### YOUR OBJECTIVE
Look for the word "options" in the records, and copy each line where it appears.

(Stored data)
PR #206, opened 2022-11-10
add autoreboot=n commandline option for automation

g-v-egidy:
Automatically reboot after n successful passes. Memtest will continue to run when a failure is detected.

This can be used to automate running memtest.

As previously discussed in https://github.com/memtest86plus/memtest86plus/discussions/138

### DIFF
--- a/README.md
+++ b/README.md
@@ -158,6 +158,11 @@ recognised:
       * 54600
       * 115200 (default if not specified or invalid)
       * 230400
+  * autoreboot=*n*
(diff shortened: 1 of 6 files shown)


01e3:
Note that it is pretty common for system with HW problems to reboot on its own.

With "reboot when OK", how one can distinguish between "my system is fine" vs "Memtest86+ reported hundreds of errors and then the system rebooted"?

x86fr:
These changes are already present in #207. Please only create one PR.

PR #207, opened 2022-11-10
add autoreboot=n and rtc_result commandline options for automation 

g-v-egidy:
autoreboot=n option:
Automatically reboot after n successful passes. Memtest will continue to run when a failure is detected.

rtc_result option:
When set and an automatic reboot due to the "autoreboot" option should be triggered,
the date in the hardware real time clock (RTC) is set to 2012-01-01. This acts
as indicator that the memtest really was successful and the reboot did not occur
due to faulty hardware, power loss or similar things.

Both options are designed as building blocks for automating memtest.

Includes extensive documentation about automating Memtest86+ in README_automation.md
  
As previously discussed in https://github.com/memtest86plus/memtest86plus/discussions/138

### DIFF
--- a/README.md
+++ b/README.md
@@ -158,6 +158,11 @@ recognised:
       * 54600
       * 115200 (default if not specified or invalid)
       * 230400
+  * autoreboot=*n*
+    * automatically reboot after *n* successful passes. memtest will continue to
+      run when a failure is detected. This can be used to automate running memtest.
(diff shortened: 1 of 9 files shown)


x86fr:
While nice in specific controlled test environments, this can't be considered for main as potential impact on the target computer is too high.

### TASK SOLUTION
add autoreboot=n and rtc_result commandline options for automation 
Both options are designed as building blocks for automating memtest.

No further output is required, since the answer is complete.